Seu Astolfo chegou em casa um tanto desolado, não tirou seu chapéu antes entrar (o que chamou atenção de Maria, a faxineira, já que ele sempre o tirava antes de cruzar o portal) e sentou-se direto na sua cadeira de balanço.
- O senhor tá sentindo alguma coisa, seu Astolfo?
-Hã?! Não, não...escuta...me traz um copo d’água, por gentileza!
-Tem certeza que tá tudo bem?
-Tenho sim, só estou um pouco cansado, a fila do banco estava enorme!- (De fato a fila do banco estava realmente grande e seu Astolfo já estava mais que acostumado a enfrentar fila)
-Mas eu já disse pro senhor que quando quiser eu vou ao banco...
-Não, minha filha! Não tem necessidade!
-Vou buscar seu copo d’água.
Quando Maria voltou seu Astolfo havia mergulhado de novo em seus pensamentos. Ela estendeu o copo pra ele, que não notou. -A água.
-Ah! Agradecido!
Maria saiu da sala com um olhar desconfiado. Passou varias vezes pelo corredor sempre olhando para o velhinho que continuava a se balançar na cadeira com o copo cheio e uma expressão no rosto que fazem as pessoas quando estão tentando lembrar de algo.
O que de fato o perturbava, foi um senhor, que também estava na fila do banco, ter sido muito rude com ele sem nenhum motivo aparente. O que incomodava mais ainda Seu Astolfo era uma estranha sensação de ter conhecido esse senhor, o que não era nada estranho já que eles realmente se conheciam.
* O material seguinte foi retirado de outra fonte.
PR #757, opened 2024-04-14
Provide link directly to editorial principles

mathbunnyru:


mathbunnyru:
Should I do something about the failing test? I'm not sure if my change is related.

choldgraf (approved):

choldgraf:
IMO we don't need to block this improvements in failing link tests since it's not related to this PR. Thanks for the improvement!

PR #761, opened 2024-05-17
Update Quansight logo

gabalafou:
Out with the old, in with the new


krassowski (approved):
We could shrink the padding a little bit, but even as-is it looks good!

krassowski:
Check links failure is unrelated (https://github.com/jupyter/jupyter.github.io/issues/762)

PR #763, opened 2024-05-24
Update reporting guidelines.

Carreau:
Now that Public GHSA opening is available on most repo, be clearer that those can be used directly.

### DIFF
--- a/security.md
+++ b/security.md
@@ -13,7 +13,7 @@ of security issues.
 
 If you believe you've found a security vulnerability in a [Jupyter Subproject](https://jupyter.org/governance/list_of_subprojects.html),
 you can either:
- - Directly open a GitHub Security Advisory (GHSA) in the relevant repository
+ - directly open a GitHub Security Advisory (GHSA) in the relevant repository
  - report it to [security@ipython.org](mailto:security@ipython.org) if opening a GHSA is not possible, or you are unsure
    where it will belong.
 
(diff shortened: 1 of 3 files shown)


security.md
```diff
@@ -12,7 +12,11 @@ of security issues.
 ## Reporting vulnerabilities
 
 If you believe you've found a security vulnerability in a [Jupyter Subproject](https://jupyter.org/governance/list_of_subprojects.html),
-please report it to [security@ipython.org](mailto:security@ipython.org).
+you can either:
+ - Directly open a GitHub Security Advisory (GHSA) in the relevant repository
+ - report it to [security@ipython.org](mailto:security@ipython.org) if opening a GHSA is nto possible, or you are unsure
```
krassowski, line 17:
```suggestion
 - report it to [security@ipython.org](mailto:security@ipython.org) if opening a GHSA is not possible, or you are unsure
```

Carreau:
Failures seem to be 429 too many requests as we check to many `https://github.com/<user>`, though the error message show a single `/` in `https:/github`... I'll try to add a ignore pattern.

krassowski:
In JupyterLab we have `https://github.com/[^/]+/?$` ignore pattern https://github.com/jupyterlab/jupyterlab/blob/main/.github/workflows/linuxtests.yml#L155

krassowski:
But maybe it should be changed on `maintainer-tools` level after all

Carreau:
meh, I guess we can just force-merge. I'm not sure why it still fails.

jasongrout (approved):

krassowski:
All green, merging!

Carreau:
Thanks !

PR #773, opened 2024-10-21
Updated wording on donate box after consulting with LF

jasongrout:
LF suggested several wording changes to make things more clear and accurate in our donation box.


JasonWeill (approved):

fperez (approved):

choldgraf:
@jasongrout can you provide guidance for sub-projects that also have donate boxes? E.g. the [donate button on the mybinder.org support page](https://mybinder.readthedocs.io/en/latest/about/support.html) points to numfocus but probably needs to be updated.

jasongrout:
Great question. We just updated the main jupyter readthedocs to point to https://jupyter.org/about#donate so that there is one place we have to change in the future: https://github.com/jupyter/jupyter/pull/746 (rendered at https://docs.jupyter.org/en/latest/#resources)

I would suggest any donation links in the project should point to https://jupyter.org/about#donate for now.

(...hey, nothing that one more level of indirection can't solve :)

PR #774, opened 2024-11-19
Add a vendor assessement to the security page.

Carreau:
We regularly get requests on the security ML about those similar questions.

I'd love to have something I can just point users at, and update when necessary.

I would love to also have something more actionable than "we cannot help you"; like point to a discord thread, or issue where vendor coudl reply "yes I can help you", because at least it's fair.


Carreau:
Also @ivanov is better at phrasing things than me.

PR #781, opened 2025-01-28
Add zulip and deduplicate BlueSky

RRosio:
I noticed that Zulip was missing from the Jupyter website and thought it could be added as the community is quite active there. I was not sure if it should be added elsewhere like the 'Follow Us' section, but I can add it there if it should indeed go there!

I also noticed the BlueSky sandwich mentioned by Paul in https://github.com/jupyter/jupyter.github.io/pull/780#discussion_r1931211820 so I thought it might work to update it here 🙂

### DIFF
--- a/social.md
+++ b/social.md
@@ -27,7 +27,7 @@ List of channels actively maintained by JMS in alphabetical order:
 - Mastodon:  https://hachyderm.io/@ProjectJupyter
 - Slack JupyterLab: https://jupyterlabworkspace.slack.com
 - YouTube: https://youtube.com/@projectjupyter
-- BlueSky : https://bsky.app/profile/projectjupyter.bsky.social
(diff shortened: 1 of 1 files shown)


ivanov (approved):
Had to resolve a conflict, since Matthias already deduplicated on the main branch directly.

ivanov:
pinging @jupyter/media-strategy-working-group (which I just created) to make sure they're aligned with this change.

andrii-i:
Hi everyone. Thank you for working on this. 
There's a "Audit with Lighthouse" test failing, is this problematic? 
Other than that, this LGTM.

choldgraf (approved):
I think this is a good improvement. We might always improve this further but I think this is good enough to just merge as is. This is not the cause of lighthouse failures for the test so I think that's fine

Em tempos passados Seu Astolfo não era Seu, nem tão pouco Astolfo era considerado nome de velho, nessa época Seu Astolfo era o grande Ast o rapaz que trabalhava na farmácia e que a noite fazia serenatas com seu violão. Nessa mesma época, morava perto da casa dele uma jovem senhorita, Elena, muito bonita, na verdade tão bonita que seu nome não precisava dos adornos do agá como letra inicial.
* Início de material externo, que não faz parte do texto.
PR #789, opened 2025-04-09
Fix CI by removing `<a>` and `<button>` nesting as well as ignoring some working links

choldgraf:
This fixes a failing CI due to a rule that we can't nest a button inside of an `a` element. It also adds two ignore rules for links that were returning errors even though they were valid (and these are common / stable links so I think it's safe to ignore them).

### DIFF
--- a/.github/workflows/validate.yml
+++ b/.github/workflows/validate.yml
@@ -90,6 +90,8 @@ jobs:
            --check-links-ignore "https://jupytercon.com" \
            --check-links-ignore "https://www.netapp.com" \
            --check-links-ignore "https://github.com/[^/]+/?$" \
+           --check-links-ignore "https://sloan.org" \
+           --check-links-ignore "https://www.bloomberg.com" \
            --check-links-ignore "https://opensource.org/licenses/BSD-3-Clause"
 
   lighthouse:
--- a/assets/css/main.scss
+++ b/assets/css/main.scss
@@ -152,19 +152,19 @@
     max-width: 500px;
 }
 
-button.con-button {
-    background-color: #f37726;
-
-    a {
+div.con-buttons {
+    margin-top: 2em;
+    a.con-button {
+        background-color: #f37726;
         color: white;
         font-size: 1em;
         font-weight: 600;
+        margin: 0 .5em;
+        padding: 1em;
+        border-radius: 5px;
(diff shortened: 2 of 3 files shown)


choldgraf:
OK it looks like our CI has rules that says we can not nest an `<a>` inside a button, and we cannot nest a `<button>` inside an `<a>`. I've changed this to just use `<a>` and no buttons.

.github/workflows/validate.yml
```diff
@@ -90,6 +90,8 @@ jobs:
            --check-links-ignore "https://jupytercon.com" \
            --check-links-ignore "https://www.netapp.com" \
            --check-links-ignore "https://github.com/[^/]+/?$" \
+           --check-links-ignore "https://sloan.org" \
+           --check-links-ignore "https://www.bloomberg.com" \
```
krassowski, line 94: This one actually does not work for me. It redirects to `https://bloomberg.com`

choldgraf: for me, going to "bloomberg.com" redirects to "www.bloomberg.com" 🤷

assets/css/main.scss
```diff
@@ -152,16 +152,19 @@
...
-    margin: 0 .5em;
-    padding: 1em;
-    border-radius: 5px;
-    border: none;
-    font-size: 1em;
-    font-weight: 600;
-    cursor: pointer;
+div.con-buttons {
+    margin-top: 2em;
+    a.con-button {
```
krassowski, line 157: Is this acceptable support level https://caniuse.com/css-nesting - 87.4% of global users?

choldgraf: Isn't this SCSS getting compiled to CSS by Jekyll in the actual HTML output?

krassowski: Ah, right!

krassowski (approved):
Thanks so much @choldgraf!

It would be great to fix lighthouse one day too, though it is annoying that it randomly starts failing after few months due to CI being CI.

choldgraf:
thanks - I'll merge since this is an improvement over what's there.

I opened this PR to see if there's an easy fix for lighthouse, let's see

- https://github.com/jupyter/jupyter.github.io/pull/790

PR #790, opened 2025-04-09
Update lighthouse action version

choldgraf:
An experiment to update the lighthouse github action to the latest version to see if this fixes the error that was popping up (because it was a CI infra bug and not an accessibility bug)


choldgraf:
OK this fixes the lighthouse CI/CD job, but the score for accessibility is now failing. I suggest that we:

- Merge this PR, to fix the CI
- Discuss the score in this issue here: https://github.com/jupyter/jupyter.github.io/issues/791

krassowski (approved):
Thank you!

Numa noite Ast vinha do trabalho, quando passou por ela - apesar de serem vizinhos, ele nunca a tinha visto - obviamente uma moça tão bela não ficaria desacompanhada, ela vinha conversando com um outro rapaz, Fortunato – essa foi a primeira vez que seu Astolfo encontrou o velhinho rude do banco ou pelo menos passou por ele, já que perto de tamanha beleza ele praticamente não existia. O problema maior foi que não foi só Ast que viu a bela Elena, ela também o viu, na verdade ela já o tinha notado muito antes só que ele, sempre apressado, ignorava os sorrisos que ela lhe dava, nessa noite ela foi correspondida.
Ast correu pra casa tomou um banho e procurou seus amigos e perguntou se algum deles a conhecia e se sabiam onde morava, espantou-se ao descobrir que morava apenas duas casas depois da sua. Para resumir Elena depois dessa noite evitou encontrar com Fortunato, enquanto cada vez mais ela via seu Astolfo.
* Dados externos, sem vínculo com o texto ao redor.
PR #94, opened 2019-05-09
Proposed API changes

tim-dinsdale:
For discussion, not final


src/api/channel/channel.ts
```diff
@@ -0,0 +1,179 @@
...
+     * 
+     * The `channel` property within the event will always be this channel instance.
+     */
+    public addEventListener(event: 'broadcast', listener: (event: {channel: Channel; context: Context}) => void): void;
+
+    /**
+     * Remove this event listener
+     * 
+     */
+    public removeEventListener(event: 'broadcast', listener: (event: {channel: Channel; context: Context}) => void): void;
```
ColinEberhardt: Rather than remove by reference, I'd recommend adopting the existing pattern, where `addEventListener` returns a `Listener` object that allows you to unsubscribe:

https://github.com/FDC3/FDC3/blob/master/src/api/interface.ts#L171

docs/api/api-spec.md
```diff
@@ -132,6 +132,46 @@ On the financial desktop, applications often want to broadcast context to any nu
...
 
+## Context channels
+
+The context channel api allows a set of apps to share a stateful piece of data between them, and be alerted when it changes.
+
+There are three types of channels, which are functionally identical, but have different visibility and discoverability semantics.
+
+1. The 'public' or 'desktop' ones, which have a well understood identity.
+2. The 'private' or 'app' ones, which have a transient identity and need to be revealed
+3. The 'global' one which is available to everyone.
```
rikoe: As discussed on the API WG call, can we please simply this to "public channels, of which one is called Default", and "Private channels"

docs/api/api-spec.md
```diff
@@ -132,6 +132,46 @@ On the financial desktop, applications often want to broadcast context to any nu
...
+
+Additionally there is a 'default' channel which serves as /dev/null and satisfies a possible requirements that all apps connect to one channel.
+
+To open a desktop channel, one calls
+
+    let c = channels.getDesktopChannels().find(c=>???);
```
rikoe: Is the intention that the find function is a lambda/callback? I think it will be better if you can just pass a name or indexer.

docs/api/api-spec.md
```diff
@@ -132,6 +132,46 @@ On the financial desktop, applications often want to broadcast context to any nu
...
+
+To broadcast one calls
+
+    c.broadcast(context);
+
+To subscribe one calls
+
+    c.addEventListener('broadcast', (c,e)=>{some code})
```
rikoe: If there are well-known event types, I think an enum would be great, as opposed to people having to remember strings. Although underlying parameter can still be a string though.

docs/api/api-spec.md
```diff
@@ -132,6 +132,46 @@ On the financial desktop, applications often want to broadcast context to any nu
...
+
+Private are created as thus:
+
+    let ac = AppChannel.create();
+    let channel_name = ac.id;
+    function_to_send_name_to_other_app(channel_name);
```
rikoe: As discussed on today's call, I don't like the idea of a randomly generated channel name that then has to be transferred to the other app with a separate call.

If people can pre-agree private channels, it will be simpler and more consistent with how public channels work.

docs/api/api-spec.md
```diff
@@ -132,6 +132,46 @@ On the financial desktop, applications often want to broadcast context to any nu
 ## Resolvers
 Intents functionality is dependent on resolver functionality to map the intent to a specific App.  This will often require end-user input.  Resolution can either be performed by the Desktop Agent (raising UI to pick the desired App for the intent) or by the app launching the intent - in which case the calling App will handle the resolution itself (using the findIntents API below) and then invoke an explicit Intent object.
 
+## Context channels
+
```
rikoe: In general I think we should keep the spec relatively high level - it should explain intention in clear terms, without too many code samples beyond making that intention clear, and we should try to keep technical terms like `dev/null` out of it.

The right places for usage samples is in the `examples` folder and code comments I think. (I realise that we don't currently have other API usage samples.)

src/api/channel/channel.ts
```diff
@@ -0,0 +1,179 @@
...
+     * Returns the last context that was broadcast on this channel. All channels initially have no context, until a 
+     * window is added to the channel and then broadcasts. If there is not yet any context on the channel, this method
+     * will return `null`. The context is also reset back into it's initial context-less state whenever a channel is
+     * cleared of all windows.
+     * 
+     * The context of a channel will be captured regardless of how the context is broadcasted on this channel - whether
+     * using the top-level FDC3 `broadcast` function, or using the channel-level {@link broadcast} function on this 
+     * object.
+     * 
+     * NOTE: Only non-default channels are stateful, for the default channel this method will always return `null`.
```
rikoe: `null` or `undefined`? The latter feels more like idiomatic JavaScript to me - someone could explicitly set the value to `null`.

src/api/channel/channel.ts
```diff
@@ -0,0 +1,179 @@
...
+
+    /**
+     * A user-readable name for this channel, e.g: `"Red"`
+     */
+    name: string;
+
+    /**
+     * The color that should be associated within this channel when displaying this channel in a UI, e.g: `0xFF0000`.
+     */
+    color: number;
```
rikoe: Do we want to bake the concept of a colour into the underlying FDC3 API? For me this is an implementation concern that sits on top of FDC3. E.g. a particular implementation can extend the base channel type with an extra color property if it needs it.

ColinEberhardt: Agreed, also encoding a colour as a number feels ambiguous, as it lacks details of the encoding scheme

docs/api/api-spec.md
ColinEberhardt: The find functions is from Array.find - which makes sense, no need to create a new API here.

However, the example is wrong, the Array is the ‘payload’ of the resolves promise, so you’ll need a ‘then’ or ‘await’ in this code sample.

docs/api/api-spec.md
```diff
@@ -132,6 +132,46 @@ On the financial desktop, applications often want to broadcast context to any nu
...
+The context channel api allows a set of apps to share a stateful piece of data between them, and be alerted when it changes.
+
+There are three types of channels, which are functionally identical, but have different visibility and discoverability semantics.
+
+1. The 'public' or 'desktop' ones, which have a well understood identity.
+2. The 'private' or 'app' ones, which have a transient identity and need to be revealed
+3. The 'global' one which is available to everyone.
+
+Additionally there is a 'default' channel which serves as /dev/null and satisfies a possible requirements that all apps connect to one channel.
```
zhenyakovalyov: Could you please clarify the use-case for the default channel?

src/api/channel/channel.ts
```diff
@@ -0,0 +1,156 @@
+type ChannelId = string;
+
+declare interface ChannelListener{
```
ColinEberhardt: replace with `Listener`: https://github.com/FDC3/FDC3/blob/master/src/api/interface.ts#L55

src/api/channel/channel.ts
```diff
@@ -0,0 +1,156 @@
...
+declare class DesktopChannelVisualIdentity{
+    /**
+     * A user-readable name for this channel, e.g: `"Red"`
+     */
+    name: string;
+
+    /**
+     * The color that should be associated within this channel when displaying this channel in a UI, e.g: `0xFF0000`.
+     */
+    color: number;
```
ColinEberhardt: I'd suggest using a string, as per CSS, allowing `red`, `#fff`, `rgb(255,0,255)` etc ...

src/api/channel/channel.ts
```diff
@@ -0,0 +1,156 @@
...
+     * The `channel` property within the event will always be this channel instance.
+     */
+    public addBroadcastListener(listener: (event: {channel: Channel; context: Context}) => void): ChannelListener;
+}
+
+/**
+ * A desktop channel will be global enough to have a presence across many apps. This gives us some hints
+ * to render them in a standard way.
+ */
+declare class DesktopChannelVisualIdentity{
```
ColinEberhardt: probably better defined as an interface

docs/api/api-spec.md
```diff
@@ -132,6 +132,34 @@ On the financial desktop, applications often want to broadcast context to any nu
...
+The context channel api allows a set of apps to share a stateful piece of data between them, and be alerted when it changes.
+
+There are three types of channels, which are functionally identical, but have different visibility and discoverability semantics.
+
+1. The 'public' or 'desktop' ones, which have a well understood identity. One is called 'default'.
+2. The 'private' or 'app' ones, which have a transient identity and need to be revealed
+
+The 'public' channels include a 'default' channel which serves as the backwards compatible layer with the 'send/broadcast context' above. There are some reserved channel names for future use. Currently this is just 'global'.
+
+To find a desktop channel, one calls
```
vmehtafds: I am trying to understand how apps are going to use this API. Looking forward to some pseudo code demonstrating the three use cases we talked in the meeting.

I would like to know how an app associates itself with a channel or does a DesktopAgent puts an app in a channel (i.e. in the later case app knows nothing about channels). I was imagining some sort of `joinChannel()` api somewhere.

Also how this separate `channel.broadcast()` function is going to work. Is this something an app will call? I think the idea was app doesn't even need to know about channels.  Will an app just use regular top level `fdc3.broadcast()` and the DesktopAgent intercept that and will then use the `channel.broadcast()` to route it accordingly? How are those two separate `broadcast()` play nicely with each other.

Same thing about `addBroadcastListener()` vs `addContextListener()`. What goes in the app vs the desktopAgent?

Hopefully some code around use cases will clear these things.

src/api/channel/channel.ts
tim-dinsdale: This is done

docs/api/api-spec.md
tim-dinsdale: Ok, this is resolved by calling the function addBroadcastListener (which, actually, it should have been called from the beginning, sorry about that)

docs/api/api-spec.md
tim-dinsdale: dev/null has been sent to dev/null

src/api/channel/channel.ts
tim-dinsdale: Agreed, done

docs/api/api-spec.md
tim-dinsdale: This fragment of doc is now out of date - there is no 'global', just the 'default' channel which acts as a way of retconning the old FDC3 global context into this scheme. Are you ok with that?

src/api/channel/channel.ts
tim-dinsdale: Done

src/api/channel/channel.ts
tim-dinsdale: Done

src/api/channel/channel.ts
tim-dinsdale: Agreed, done

docs/api/api-spec.md
tim-dinsdale: In terms of an app associating itself with a channel, something in the app will call `getDesktopChannels`, will find the channel it needs by checking the members of the `DesktopChannelVisualIdentity` interface, and will squirrel that away, plus the listener it got from subscribing to it.

In terms of the classic `fdc3.broadcast()` vs `channel.broadcast()`: the code is suggesting that one of the desktopChannels will be called 'default', and that if you call `fdc3.broadcast()` you will send to this channel and vice-versa. In other words, that channel is a facade to the existing single global context.

src/api/channel/channel.ts
```diff
@@ -0,0 +1,157 @@
...
+/**
+ * A desktop channel will be global enough to have a presence across many apps. This gives us some hints
+ * to render them in a standard way. It is assumed it may have other properties too, but if it has these, 
+ * this is their meaning.
+ */
+declare interface DesktopChannelVisualIdentity{
+    /**
+     * A user-readable name for this channel, e.g: `"Red"`
+     */
+    name?: string;
```
rikoe: `displayName` would be slightly more descriptive, as discussed on our recent working group call.

src/api/channel/channel.ts
```diff
@@ -0,0 +1,157 @@
+type ChannelId = string;
+
+declare interface Listener{
```
rikoe: We should reuse https://fdc3.finos.org/docs/1.0/api/DesktopAgent#listener for this, which is already ratified as part of v1.0 spec.

docs/api/api-spec.md
```diff
@@ -132,6 +132,34 @@ On the financial desktop, applications often want to broadcast context to any nu
...
+## Context channels
+
+The context channel api allows a set of apps to share a stateful piece of data between them, and be alerted when it changes.
+
+There are three types of channels, which are functionally identical, but have different visibility and discoverability semantics.
+
+1. The 'public' or 'desktop' ones, which have a well understood identity. One is called 'default'.
+2. The 'private' or 'app' ones, which have a transient identity and need to be revealed
+
+The 'public' channels include a 'default' channel which serves as the backwards compatible layer with the 'send/broadcast context' above. There are some reserved channel names for future use. Currently this is just 'global'.
```
ColinEberhardt: > There are some reserved channel names for future use. Currently this is just 'global'.

For this to be workable, _all_ reserved words need to be declared at the point this API is released, otherwise application developers aren't able to avoid naming collisions.

src/api/channel/channel.ts
```diff
@@ -0,0 +1,157 @@
...
+
+    /**
+     * Uniquely defines each channel type.
+     * 
+     * See overrides of this class for list of allowed values.
+     */
+    public readonly type: string;
+
+    /**
+     * Broadcasts the given context on this channel. This is equivilant to joining the channel and then calling the
```
ColinEberhardt: s/equivilant/equivalent

src/api/channel/channel.ts
```diff
@@ -0,0 +1,157 @@
...
+ * 
+ * All interactions with a context channel happen through the methods on here.
+ */
+declare class Channel {
+    /**
+     * Constant that uniquely identifies this channel. Will be generated by the service, and guarenteed to be unique
+     * within the set of channels registered with the service.
+     * 
+     * In the case of `desktop` channels (see {@link DesktopChannel}), these id's _should_ persist across sessions. The 
+     * channel list is defined by the service, but can be overridden by a desktop owner. If the desktop owner keeps
```
ColinEberhardt: This is introducing a new concept "desktop owner", which isn't defined in our spec:

https://fdc3.finos.org/docs/1.0/api/api-spec

Any new terminology should be clearly defined in the documentation!

rikoe:
@nkolba @tim-dinsdale Next we need to get the website documentation updated for this.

A porta da rua abriu-se e entrou uma senhora que se dirigiu direto a seu Astolfo, que ainda encontrava-se perdido em seus pensamentos com a mesma expressão de quem tenta lembrar de alguma coisa muito importante e com um copo cheio de água na mão.
-Ast, passei pelo Fortunato agora pouco e ele veio queixar-se de você, disse que você foi extremamente grosseiro com ele no banco.
-Ora, Elena, faz muito tempo que eu não vejo o Fort. . .- ele interrompeu o que ia dizer bebeu água e começou a rir levemente.